The PL distance was affected by the position of mandible, nasion and frontal bone. Jong-pleij et al. [23] pointed out that the PL distance above 4mm was an objective indicator to predict frontal bossing during the second and third trimester. Nevertheless, in our study we concluded that the PL distance of trisomy 21, trisomy 18 and CLP fetuses had no significant difference from the normal group. Therefore, PL distance was not the best ultrasound markers for trisomy 21, trisomy 18 and CLP during first trimester. This is consistent with Bakker et al. [10]. However, we need a large number of prospective studies to verify it.
The main limitation of our study is the number of abnormal cases. It’s a bit less. A large multi centered prospective cohort study is required. Secondly, 6 cases of trisomy 21 and 1 case of trisomy 18 fetuses had absent or shortened nasal bone, and the other 14 cases of trisomy fetuses showed no obvious facial malformations.

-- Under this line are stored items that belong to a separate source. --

Issue #739, opened 2021-09-18
Migrate from Travis CI to Github actions


JoelLefkowitz:
The Travis CI pipeline is no longer running for free. I would like to switch over to github actions so that we can have PRs automatically checked. I'm happy to add the configuration files. Does anyone have other suggestions before I go ahead?

NeOneSoft:
I'm very agree with you @JoelLefkowitz since in my humble opinion git hub actions is already a great CI tool for git repos!!

JoelLefkowitz:
Linked PR #741

PR #415, opened 2019-07-17
Improve testing

Jamim:
Hello,

I hope you'll find this PR useful.

These changes:
 - Fix the `lint` and the `djmaster` jobs
 - Fix compatibility with upcoming Django 3.0
 - Replace `jobs` with `matrix` in `.travis.yml`
 - Add a test job for Python 3.8
 - Allow running tests on any branch

Best regards!

PR #741, opened 2021-09-20
Actions

JoelLefkowitz:
As mentioned in #739 Travis CI is no longer running CI for free. This PR allows Github actions to run unit tests. This will allow us to continue approving PRs.

The tox environments for linters, djmaster and docs have been bound to explicit python versions rather than rely on CI environment variables for this.

The djmaster testenv until now has been allowed to fail. This is now made explicit with a tox flag. It is still a useful check as it offers diagnostic information about future compatibility.


JoelLefkowitz:
I would like approval from at least one more frequent contributor before changing over the required checks settings.

.github/workflows/publish.yml
```diff
@@ -0,0 +1,31 @@
...
+    name: Publish the package on pypi
+    runs-on: ubuntu-latest
+    steps:
+      - name: Checkout the source code
+        uses: actions/checkout@v2
+
+      - name: Set the python version
+        uses: actions/setup-python@v2
+        with:
+          python-version: 3.6
```
johnthagen, line 19: Is the idea that we publish using the older supported Python version? It might be worth a comment if so, for future people looking at this.

.travis.yml
```diff
@@ -1,70 +0,0 @@
-language: python
```
johnthagen, line 1: Could we also swap out the build status badge in `README.rst` for GitHub actions badge(s)?

https://docs.github.com/en/actions/monitoring-and-troubleshooting-workflows/adding-a-workflow-status-badge

johnthagen:
@JoelLefkowitz I left a few comments, but in general **thank you** for putting the time into this. This looks great.

tox.ini
```diff
@@ -28,8 +33,8 @@ deps =
 
     # test with the latest builds of Django and django-rest-framework
     # to get early warning of compatibility issues
-    djmaster: https://github.com/django/django/archive/master.tar.gz
-    djmaster: https://github.com/ottoyiu/django-cors-headers/archive/master.tar.gz
+    djmaster: https://github.com/django/django/archive/main.tar.gz
+    djmaster: https://github.com/ottoyiu/django-cors-headers/archive/main.tar.gz
```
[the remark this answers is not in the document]
JoelLefkowitz: Looks like it was added #415 to provide the dependency for each django version there. Somewhere along the line those were removed except its listing under djmaster.  I agree with you it is superfluous since the djmaster test is only diagnostic anyway.

.github/workflows/publish.yml
JoelLefkowitz: Added in the next commit.

.travis.yml
JoelLefkowitz: Added in the next commit.

tox.ini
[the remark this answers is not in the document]
JoelLefkowitz: Removed in the next commit.

tox.ini
```diff
@@ -7,13 +7,18 @@ isolated_build_env = .package
 envlist =
     py{36,37,38,39}-django{22,30}-drf{310,311,312},
     py{36,37,38,39}-django31-drf{311,312},
```
johnthagen, line 9: Could we add Django 3.2 testing while we are here?

.github/workflows/publish.yml
```diff
@@ -0,0 +1,36 @@
...
+        run: pip install -r requirements/publish.txt
+
+      - name: Build the distributions
+        run: python setup.py sdist bdist_wheel
+
+      - name: Publish the package
+        uses: pypa/gh-action-pypi-publish@release/v1
+        with:
+          user: __token__
+          password: ${{ secrets.PYPI_API_TOKEN }}
```
johnthagen, line 36: Add newline at end of this file to make it consistent with the others?

johnthagen (approved):

JoelLefkowitz:
I think only @axnsan12 has permission to remove the travis status check and set the github actions ones as required.

johnthagen:
In the case that @axnsan12 has this repo muted (understandable given he's mentioned he's moved on to other things), his email address can be viewed in the commit log: https://github.com/axnsan12/drf-yasg/commit/a9ec562196a697c2fbfa16ad741f53831b8ab654.patch

Might be a way to get into contact with him.

axnsan12:
Hello, I do indeed have the repo muted 😢 but I do check on the notifications from time to time.

From what I see Travis still offers CI credits for open source projects: https://docs.travis-ci.com/user/billing-faq/#what-if-i-am-building-open-source

I could write to them to request this for drf-yasg and see how it goes. 

Or, if you'd prefer to switch to actions, I can remove the Travis check and be done with it.

johnthagen:
@axnsan12 I personally think that GitHub Actions is the way forward. Most open source projects I've worked on have switched, and it's been a net benefit for the project (faster CI, the marketplace helps avoid boilerplate, etc.).

axnsan12:
I hope you don't mind if I force merge this and see what happens.

johnthagen:
> The actions checks, like all checks that run on PRs, are required by default.

I don't think this is correct. The checks will show up in the PR, but if they are not required, then someone with merge rights to the repo can still merge even if the GitHub Actions checks fail.

axnsan12:
I've also set up the PYPI_API_TOKEN secret required by the publish job.

johnthagen:
Given @JoelLefkowitz's commitment to the project, for what it's worth I would nominate he be given admin access if @axnsan12 concurs.

axnsan12:
I'm not sure that's possible on a personal repo, we'd have to make an organisation to be able to have multiple owners 

Personal repos can only add "collaborators" - which both d you are.

johnthagen:
@JoelLefkowitz Since you were talking about cutting a new release, it probably wouldn't hurt to also update the bundled swagger-ui / redoc that is included in this project:

- https://github.com/axnsan12/drf-yasg/tree/master/src/drf_yasg/static/drf-yasg

https://github.com/axnsan12/drf-yasg/blob/effc8f2c06e66813a0ab5bad5a4478c0a8e1969c/package.json#L4-L5

tfranzel:
@axnsan12 @johnthagen, I had to migrate from **travis-ci.org** to **travis-ci.com** a while ago, because the builds simply stopped working. 

They do provide credits for OSS, but it's a painful process. You have to write a support ticket and and apply for OSS credits. That works fairly fast, but they only credit X amount at a time. Since migrating, I had to re-request credit 4-5 times. Multiple questions regarding a recurring "monthly allowance" were ignored.

axnsan12:
Thanks for the info, but we decided to just ditch Travis in the end. Seems like that was the right choice, your experience sure does sound like a lot of hassle 😄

Thirdly, chromosomal analysis was not performed in 10 cases of CLP fetuses due to personal reasons, which limited the analysis of results to a extent. Additionally, 2D ultrasound images were used in this study. Some scholars considered that three-dimensional (3D) ultrasound could obtain a real standard mid-sagittal section through multi-plane mode [24]. However, numerous researches show that 2D ultrasound is the basis of 3D ultrasound reconstruction imaging and 10% of 3D reconstructed images could not be used for NT evaluation [25]. As a consequence, the measurement of facial markers by 2D ultrasound was easier for clinical application. Lastly, it was worth mentioning that the measurement of these facial markers was time-consuming and complicated. In the future, we will integrate artificial intelligence (AI) with these markers to promote the establishment of intelligent medical mode and increase the efficiency.